Problem details: Report all lines of the records that contain "cases".

Source material:

PR #8180, opened 2024-09-18
Revert "Add cross compilation support for Darwin (#8162)"

jez:
This reverts commit be27e0a819b6b42ccb7b9f17b2d149939b85bc1a.

### Motivation

Across multiple macOS laptops and multiple colleagues, I'm not able to run the
macOS Sorbet produced by this commit in any form (both from the gem and from the
binary release artifact).

Going to revert while we figure things out.

cc @vinistock @Morriar

### Test plan

```bash
❯ curl -L https://github.com/sorbet/sorbet/releases/download/0.5.11568.20240918161953-be27e0a81/darwin-x86_64.sorbet_bin > sorbet_bin
❯ chmod +x ./sorbet_bin
❯ ./sorbet_bin
zsh: killed	./sorbet_bin
```

### DIFF
--- a/.bazelrc
+++ b/.bazelrc
@@ -137,17 +137,6 @@ build:release-sanitized-linux --copt=-march=sandybridge
 build:release-linux-aarch64   --copt=-march=armv8.1a
 
 build:release-mac --config=release-common --platforms=@//tools/platforms:darwin_x86_64
-build:release-mac-arm64 --config=release-common --config=shared-libs --platforms=@//tools/platforms:darwin_arm64
-
-# Cross-compile to x86 on an ARM64 machine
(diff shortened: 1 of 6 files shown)


froydnj (approved):
Ugh!  Both architectures, if you flatten the binary, too?

jez:
@froydnj What do you mean by flatten the binary?

I believe the name for the artifact is wrong—the `darwin-x86_64.sorbet_bin` file in the GitHub release is a universal binary, with two architectures

But also, all of Getty, Neil, and have the same problem when we run

```
```

which produces only the arm64 binary (successfully) and then fails to build.

Mysteriously, `--config=dbg` works fine (and produces an arm64 binary).

PR #8181, opened 2024-09-18
--stripe-mode -> --uniquely-defined-behavior

jez:
### Motivation

This error is something that people might want to use outside of Stripe, and
there's nothing Stripe-specific about this error.

Also I think it removes the temptation to think about adding Sorbet features
like, "it's okay to add Stripe-specific features as long as we only add them in
stripe-mode." Sorbet's features should be useful outside of Stripe.

### Test plan

I haven't left any references to `--stripe-mode` in our tests, and I haven't
added a new test that says that you should use this one instead, because I think
that this option is in practice not being used by anyone, and I plan to remove
it fully tomorrow after I've upgraded Stripe's codebase to use the new option.


jez:
This change was reviewed in #8178, but I accidentally merged it into the PR it was stacked on, not `master`.

test/cli/package-multiple-files-behavior/test.sh
```diff
@@ -0,0 +1,2 @@
+# Ensures that Sorbet doesn't complain about the package having behavior defined in multiple files in Stripe mode.
```
neilparikh, line 1: forgot to replace the "stripe mode" here

neilparikh (approved):

test/cli/package-multiple-files-behavior/test.sh
jez: that'll be our little easter egg

PR #8183, opened 2024-09-19
Release binary for Darwin ARM64 platform

Morriar:
Reroll of #8162 with 2 changes:

* Dropped the commit for reusing of `release-common`: it resulted in both `static-libs` and `shared-libs` being used and confused the linker
* [59a8605](https://github.com/sorbet/sorbet/pull/8183/commits/59a8605c9f1a47dd17a2738992135b9000d6f4a0): Fixed the options passed to bazel when cross compiling from x86_64 to arm64 to not pass both `release-mac` and `release-mac-arm64-cross`

### DIFF
--- a/.bazelrc
+++ b/.bazelrc
@@ -137,21 +137,15 @@ build:release-linux           --copt=-march=sandybridge
 build:release-sanitized-linux --copt=-march=sandybridge
 build:release-linux-aarch64   --copt=-march=armv8.1a
 
-build:release-mac --config=release-common --config=static-libs --platforms=@//tools/platforms:darwin_x86_64
+build:release-mac --config=release-common --config=shared-libs
 
-build:release-mac-arm64 --config=release-common
-build:release-mac-arm64 --platforms=@//tools/platforms:darwin_arm64
-build:release-mac-arm64 --config=shared-libs
+build:cross-to-darwin-x86_64 --platforms=@//tools/platforms:darwin_x86_64
+build:cross-to-darwin-x86_64 --extra_toolchains=@llvm_toolchain_15_0_7//:cc-toolchain-x86_64-darwin
+build:cross-to-darwin-x86_64 --copt=-stdlib=libc++ --linkopt=-lc++
 
-# Cross-compile to x86 on an ARM64 machine
-build:release-mac-cross --config=release-mac
-build:release-mac-cross --extra_toolchains=@llvm_toolchain_15_0_7//:cc-toolchain-x86_64-darwin
-build:release-mac-cross --copt=-stdlib=libc++ --linkopt=-lc++
-
-# Cross-compile to ARM64 on an x86 machine
-build:release-mac-arm64-cross --config=release-mac-arm64
-build:release-mac-arm64-cross --extra_toolchains=@llvm_toolchain_15_0_7//:cc-toolchain-aarch64-darwin
-build:release-mac-arm64-cross --copt=-stdlib=libc++ --linkopt=-lc++
+build:cross-to-darwin-arm64 --platforms=@//tools/platforms:darwin_arm64
+build:cross-to-darwin-arm64 --extra_toolchains=@llvm_toolchain_15_0_7//:cc-toolchain-aarch64-darwin
+build:cross-to-darwin-arm64 --copt=-stdlib=libc++ --linkopt=-lc++
 
 build:release-debug-linux --config=release-linux
 build:release-debug-linux --config=release-debug-common
--- a/.bazelrc
+++ b/.bazelrc
@@ -91,7 +91,6 @@ build:dbg-linux --config=dbg --platforms=@//tools/platforms:linux_x86_64
 build:release-common --define release=true
 build:release-common --compilation_mode=opt
 build:release-common --config=backtracesymbols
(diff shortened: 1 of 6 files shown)


.buildkite/build-static-release.sh
```diff
@@ -16,7 +16,11 @@ case "$platform" in
   linux-aarch64)
     CONFIG_OPTS="--config=release-${platform}"
     ;;
-  darwin-x86_64|darwin-arm64)
+  darwin-x86_64)
+    CONFIG_OPTS="--config=release-mac"
+    command -v autoconf >/dev/null 2>&1 || brew install autoconf
+    ;;
+  darwin-arm64)
```
jez, line 23: What's the difference between these two cases now? the darwin-arm64 case has the same logic right?

Also, is the darwin-arm64 case untested, because we don't have any macOS arm64 machines in buildkite?

That means that we still have the problem that

```
```

doesn't produce working binaries when we run it on our laptops, doesn't it?

jez: Ah, I see—it's because the release-common / shared-libs thing changed too.

.bazelrc
```diff
@@ -138,6 +138,23 @@ build:release-linux-aarch64   --copt=-march=armv8.1a
 
 build:release-mac --config=release-common --platforms=@//tools/platforms:darwin_x86_64
 
+build:release-mac-arm64 --platforms=@//tools/platforms:darwin_arm64
+build:release-mac-arm64 --define release=true
+build:release-mac-arm64 --compilation_mode=opt
+build:release-mac-arm64 --config=backtracesymbols
+build:release-mac-arm64 --config=shared-libs
+build:release-mac-arm64 --config=versioned
```
jez, line 146: Now that we know where the problem was, can we still put all the common stuff in `release-common`, like `compilation_opt` and `versioned` etc. and only have the `platforms` and `{shared,static}-libs` options wherever?

jez:
I tested that with these changes

```
bazel build --config=release-mac-arm64 //main:sorbet
```

is able to build an arm64 binary that runs.

jez:
@Morriar I created a branch on top of yours

https://github.com/sorbet/sorbet/compare/jez-arm64

I think this approach is a little more general/simpler, curious what your thoughts are.

You can check the commit messages for some more motivations

- **no-op: Move --config=static-libs into all users of --config=release-common** (dbb8bb3ad5)


- **Use --config=release-common in release-mac-arm64** (075e6cbe96)


- **no-op: Consolidate darwin cases down** (acc50dd29a)


- **Allow the cross compilation flags to work with any target** (59a89f44f0)

  No reason why these configurations have to hard-code the `release-mac`
  config as a base--they can be chained with any config, like
  `--config=dbg` or `--config=release-debug-mac`.

  Tested that this works on my laptop:

  ```
  ❯ bazel build --config=dbg --config=cross-to-darwin-x86_64 //main:sorbet
  # ...

  ❯ file bazel-bin/main/sorbet
  bazel-bin/main/sorbet: Mach-O 64-bit executable x86_64

  ❯ bazel-bin/main/sorbet
  You must pass either `-e` or at least one folder or ruby file.
  # ...
  ```

- **Simplify build-static-release.sh** (03c515be8c)

  - Writes the (untested) code that could work if we were to switch to
   running macOS CI from arm64, instead of x86_64.

  - Publishes all of the macOS binaries (architecture-specific and
   universal).

  - Fixes the name used for the macOS sorbet_bin in GitHub releases (it
   used to use the `$platform` of the machine that built it like
   `darwin-x86_64.sorbet`, even though it was a universal binary).

  - Consolidates branches to share more code.

- **Put this back to make the diff smaller** (ea14b5d847)


- **Add a comment** (7e85bbddb3)


- **Keep the artifact names the same (not `sorbet_bin`)** (1a860fba46)

jez:
If you're happy with those changes, feel free to merge them into your branch and I'll approve this PR.

jez:
I tested this on macOS in [this build](https://buildkite.com/sorbet/sorbet/builds/32677#01920c65-d7ee-49cf-877c-905ecd62c4d4) and the names in the Artifact tab are better (don't mention `sorbet_bin` anymore, and include all macOS platforms).

vinistock:
@jez I think all of your changes make perfect sense. I just have a question about [this commit](https://github.com/sorbet/sorbet/commit/59a89f44f002a118b68234ccf4afadad270cef8f).

Here, we're changing all Darwin builds to use `shared-libs` - not just the ARM64 one. Was that intentional? Not sure if there's any difference considering the universal binary.

Let me know your thoughts and I can merge your commits into this branch.

jez:
> Here, we're changing all Darwin builds to use `shared-libs` - not just the ARM64 one. Was that intentional? Not sure if there's any difference considering the universal binary.

Yeah, that was intentional. I took both the x86_64 and the universal binaries from that job (produced from an x86_64 macbook) and was able to run them on my personal x86_64 macbook. I was able to do the same with the arm64 and universal binaries on my work laptop (running arm64).

So I think that we're good to go as far as linker support.

vinistock:
@jez merged your branch into this one. Looks good to me!

jez (approved):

Response box:
jez, line 23: What's the difference between these two cases now? the darwin-arm64 case has the same logic right?
- **no-op: Consolidate darwin cases down** (acc50dd29a)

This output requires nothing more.